Since $f$ is analytic at $z_0$ , $z_0$ real, write $f = \sum ^ {\infty}_{k =0} a_k (z-z_0)^k$ and then compose $f$ with $|z|$ and substitute into the series. Now if this composition is analytic, pull out the Cauchy-Riemann equations for the composed function $f(x+iy) = u(x,y) + iv(x,y)$ and it is now very easy to see that $v_x = v_y =0$ on some open disk which then implies by the Cauchy-Riemann equations that $u_x = u_y = 0$ as well which means that the function is constant.

So, what if $z_0$ is NOT on the real axis?

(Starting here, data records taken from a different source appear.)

PR #577, opened 2026-09-12
perf(context): skip redundant transform refreshes in semantic snapshots

salmanmkc:
## Description

`buildSemanticTree` already calls `scene.updateMatrixWorld(true)` once before it traverses the scene. Despite that, `createSemanticNode` called `object.updateMatrixWorld(true)` again for every node it visited, which forced a full recursive refresh of that node's subtree. In a deep hierarchy the same descendants get refreshed once per ancestor, so the cost grows with depth while the matrices are already current.

This removes that per-node call. The scene-wide refresh at the start of the snapshot stays exactly where it is, and `object.getWorldPosition(tempPosition)` stays too, since it performs the ancestor walk the node actually needs. Bounds are unaffected because `getObjectBounds` / `getUIObjectBounds` refresh their own subtrees, and `Box3.expandByObject` updates each object it visits.

Keeping `getWorldPosition` matters for correctness, not just style. `UIElement` overrides it so a UI node reports the world position of its registered uikit presentation object rather than its logical transform. Reading `matrixWorld` directly instead, as a first pass did, silently reports the wrong position for those elements once the logical and presentation transforms diverge.

There is no caching across frames or snapshots, no change to camera or XR pose timing, and no public API change.

On performance, this is a redundant-work cleanup rather than a headline win. An isolated synthetic benchmark over a deep semantic snapshot showed a small, repeatable reduction in per-snapshot build time. Semantic context polling defaults to 3000 ms, so this is not expected to move frame rate in a typical app.

Covered by a new colocated `SemanticTreeBuilder.test.ts`:

- positions and bounds for objects beneath transformed, rotated, and scaled parents
- fresh values on a later snapshot after objects move and rescale
- no forced per-node subtree refresh during a snapshot
- a custom `getWorldPosition` override remains authoritative
- a real `UICard` / `UIPanel` registered through the presentation helper under a separate render root, where the logical and presentation transforms differ

Three of those cases fail against the behavior they guard, so they are live regressions rather than restatements.

Verified in Chromium as well as in unit tests: the same page was loaded against a build with and a build without this change, and the resulting semantic trees, visible-object contexts, and bounds were byte-identical across three snapshots taken before and after moving, rotating, and scaling both plain meshes and spatial UI.

## Type of Change

- [x] Bug fix
- [ ] New demo or sample
- [ ] Documentation update

- **Simulator Recording**: not applicable, there is no visible behavior change. Verified in the desktop simulator by comparing semantic snapshots before and after the change.
- **Device Recording**: not applicable.

## Checklist

- [x] **Tested in simulator & device**: Verified in the desktop simulator. Not tested on physical hardware.

### DIFF
--- a/src/context/scene/semantic-tree/SemanticTreeBuilder.test.ts
+++ b/src/context/scene/semantic-tree/SemanticTreeBuilder.test.ts
@@ -1,0 +1,167 @@
+import * as THREE from 'three';
+import {afterEach, describe, expect, it, vi} from 'vitest';
+
+import {registerUIPresentationObject} from '../../../ui/UIElement';
+import {UICard} from '../../../ui/components/UICard';
+import {UIPanel} from '../../../ui/components/UIPanel';
+import {SemanticIdRegistry} from '../../shared/SemanticIdRegistry';
+import {buildSemanticTree} from './SemanticTreeBuilder';
+
+function findNode(
+  tree: ReturnType<typeof buildSemanticTree>,
+  name: string
+): (typeof tree.tree.nodes)[string] | undefined {
+  return Object.values(tree.tree.nodes).find((node) => node.name === name);
+}
+
+describe('buildSemanticTree', () => {
+  afterEach(() => vi.restoreAllMocks());
+
+  it('reports world positions and bounds under a transformed parent', () => {
+    const scene = new THREE.Scene();
+    const parent = new THREE.Group();
+    parent.name = 'Parent';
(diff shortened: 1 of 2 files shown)


salmanmkc:
this is actually just removing one line with a bunch of tests

dli7319:
Can you fix the merge conflict?

salmanmkc:
> Can you fix the merge conflict?

Yup done!

dli7319:
Thanks.

PR #578, opened 2026-09-12
reuse obstacle bounds after a rejected placement candidate

salmanmkc:
## Description

`placeOnHorizontalSurface` walks the same obstacle geometry again for every candidate it rejects in a crowded scene.

Keeps the first candidate on one scratch box, then caches obstacle bounds if it fails. The cache resets after each frame yield, and bounds containing the moving object are never cached. Collision testing, scoring, transform restoration and timeout behaviour are unchanged, and there is no public API or configuration change.

In an isolated controlled Chrome 152 / Apple M4 benchmark with 56 candidates and 151 obstacle meshes, synchronous search-pass time went from 3.332 +/- 0.232 ms to 0.338 +/- 0.034 ms across five interleaved pairs. No clear change when the first choice was free. This is less search work, not an FPS or full placement-latency claim.

Checked in the desktop simulator with a cluttered surface: the same spot is chosen as before the change, with obstacle bounds calculations falling from 839 to 105 for that placement.

Colocated coverage includes first-choice scratch reuse with nothing cached, bounded recomputation, moved obstacles after a yield, ancestor bounds never being cached, and restoring the target after a failed pass.

## Type of Change

- [ ] Bug fix
- [ ] New demo or sample
- [ ] Documentation update

- **Simulator Recording**:  Not attached; no visual change intended.
- **Device Recording**:  Not attached; no physical-device run.

## Checklist

- [ ] **Tested in simulator & device**: Automated geometry cases plus a scripted desktop simulator run comparing placement before and after; no physical-device run.
- [x] **Large Assets ($\ge$ 1MB)**: Submitted separately to [xrblocks/proprietary-assets](https://github.com/xrblocks/proprietary-assets) via jsdelivr CDN. N/A, no assets added.
- [x] **SDK Dynamic Dependencies**: All new SDK dependencies are dynamically loaded at runtime. N/A, no dependencies added.

### DIFF
--- a/src/world/HorizontalPlacement.test.ts
+++ b/src/world/HorizontalPlacement.test.ts
@@ -1,0 +1,164 @@
+import * as THREE from 'three';
+import {afterEach, describe, expect, it, vi} from 'vitest';
+
+import {WaitFrame} from '../core/components/WaitFrame';
+
+import {placeOnHorizontalSurface} from './HorizontalPlacement';
+import {DetectedPlane} from './planes/DetectedPlane';
+import {PlaneDetector} from './planes/PlaneDetector';
+
+function createPlacement() {
+  const scene = new THREE.Scene();
+  const camera = new THREE.PerspectiveCamera();
+  camera.position.y = 1.6;
+  const planes = new PlaneDetector();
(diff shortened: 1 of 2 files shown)


dli7319:
Thanks!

Again, we write $f(x + iy) = u(x,y) + iv(x,y)$ and we use $U_{X}, U_{Y}$ to denote the partials of these functions with respect to the first and second variables respectively. Now $f(|z|) = f(\sqrt{x^2 + y^2} + 0i) = u(\sqrt{x^2 + y^2},0) + iv(\sqrt{x^2 + y^2},0)$ . Now turn to the Cauchy-Riemann equations and calculate:
$\frac{\partial}{\partial x} u = u_{X}\frac{x}{\sqrt{x^2+y^2}}, \frac{\partial}{\partial y} u = u_{X}\frac{y}{\sqrt{x^2+y^2}}$
$\frac{\partial}{\partial x} v = v_{X}\frac{x}{\sqrt{x^2+y^2}}, \frac{\partial}{\partial y} v = v_{X}\frac{y}{\sqrt{x^2+y^2}}$
Insert into the Cauchy-Riemann equations:
$\frac{\partial}{\partial x} u = u_{X}\frac{x}{\sqrt{x^2+y^2}}= \frac{\partial}{\partial y} v = v_{X}\frac{y}{\sqrt{x^2+y^2}}$
$-\frac{\partial}{\partial x} v = -v_{X}\frac{x}{\sqrt{x^2+y^2}}= \frac{\partial}{\partial y} u = u_{X}\frac{y}{\sqrt{x^2+y^2}}$

From this and from the assumption that $y \neq 0$ we obtain after a little bit of algebra:
$u_{X}\frac{x}{y}= v_{X}, u_{X} = -v_{X}\frac{x}{y}$
This leads to $u_{X}\frac{x^2}{y^2} = v_{X}\frac{x}{y}=-v_{X}$ which implies either that $u_{X}$ is zero which leads to the rest of the partials being zero (by C-R), or this means that $\frac{x^2}{y^2} = -1$ which is absurd.